CureZone   Log On   Join
 

Re: Ex, I want her back by Fountain of Youth ..... Relationship Forum # 1 [Archive]

Date:   3/17/2003 6:08:40 PM ( 21 y ago)
Hits:   811
URL:   https://www.curezone.org/forums/fm.asp?i=330933

If somebody I were dating told me that they were dating a model (or some other enviable type), it would not convice me to get back with them. Especially if I were the one that broke up in the first place or had been hurt by the person. In fact, it might make my resolve to stay out of the relationship stronger; I don't enjoy games. And, even if you truly started dating a model, I would question your bringing that up first thing. Why is he telling me this? Is he trying to hurt me? Is he trying to make himself feel better? Do I even care? What an @ss, etc.

Nobody can tell you the right way to go about this situation, because each person will react differently. I believe a calm, rational, sweet approach would probably be the best means, though it might not work. Desperation is not generally effective, and when it does, it may be a false resolution. Simple (not stalking senario) reminders might. An honest conversation about your feelings might do the trick, if you can get her to talk with you. Many women want men to be honest and vulnerable, but we don't want weakness. Sometimes, the line between vulnerability and weakness is fine.

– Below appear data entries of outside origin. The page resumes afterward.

PR #9773, opened 2022-03-30
[SWA-297]: submissionId param

AlicanAkyuz:

This PR solves [[SWA-297](https://artsyproduct.atlassian.net/browse/SWA-297)]

### Description
This PR aims at sending a request to Convection via MP, after a visitor/user coming from a submission receipt email signs up/logs in to the site. 

Whether a visitor/user comes from a submission email is determined by checking the existence of a URL param named `submissionId`. 

When `submissionId` is found in the URL after a sign up/log in action, `submissionId` is set as a cookie and used to make a request to MP upon sign up/log in.


src/v2/Apps/Components/AppShell.tsx
```diff
@@ -30,6 +31,7 @@ interface AppShellProps {
 export const AppShell: React.FC<AppShellProps> = props => {
   useAuthIntent()
   useAuthValidation()
+  useConnectUserToSubmission()
```
damassi, line 34: My first impression is that user-submitted consignments (which are extremely rare) are too specific to be checking as a condition in the AppShell (which is more general). 

Can this go somewhere else more specific to consignments? 

Def non-blocking! Just a thought. And it might be better to move this hook into `Apps/Consign` until it is needed in more than one location in the app.

fladson (approved):

src/v2/Apps/Components/AppShell.tsx
kiryl-zubarau: I think you can check [AuthIntent](https://github.com/artsy/force/blob/7ce1a753ac9c2ee81e70890697c1c766572aaa35/src/v2/Utils/Hooks/useAuthIntent/index.ts#L41). I used it some time ago to save a submission after user logged in(it was before anonymous submissions).

AlicanAkyuz: @damassi do you think kiril's above suggestion would be a good fit for the hook?

fladson (dismissed):

src/v2/Apps/Components/AppShell.tsx
AlicanAkyuz: thank you both. 

I moved the hook to auth intent for now and would like to merge this. please let me know if you can think of a better strategy for this and I'll make the changes in another PR.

And, if you broke of the relationship without good reason, how would she be able to trust that you wouldn't do it again? Honestly, she may not. Alternatively, she may right off or she may take some time to rebuild her trust in you. She is human and must come to an understanding of your intentions. If she feels that you are mercurial and will remain that way, she may choose to move on. If she believes that you want to get back with her just because it will be the easy thing for you to do, she may not be interested either. Really consider why you would like to be back with her. If you are able to come up with honest reasons for your decisions and able to express your love on top of that, you may have a winning case.

This is my out-take on the situation, from a woman's perspective. I realize that this may not fit your situation at all. To boil it down, if you respect her treat her with honesty and stay away from games. Games destroy many relationships.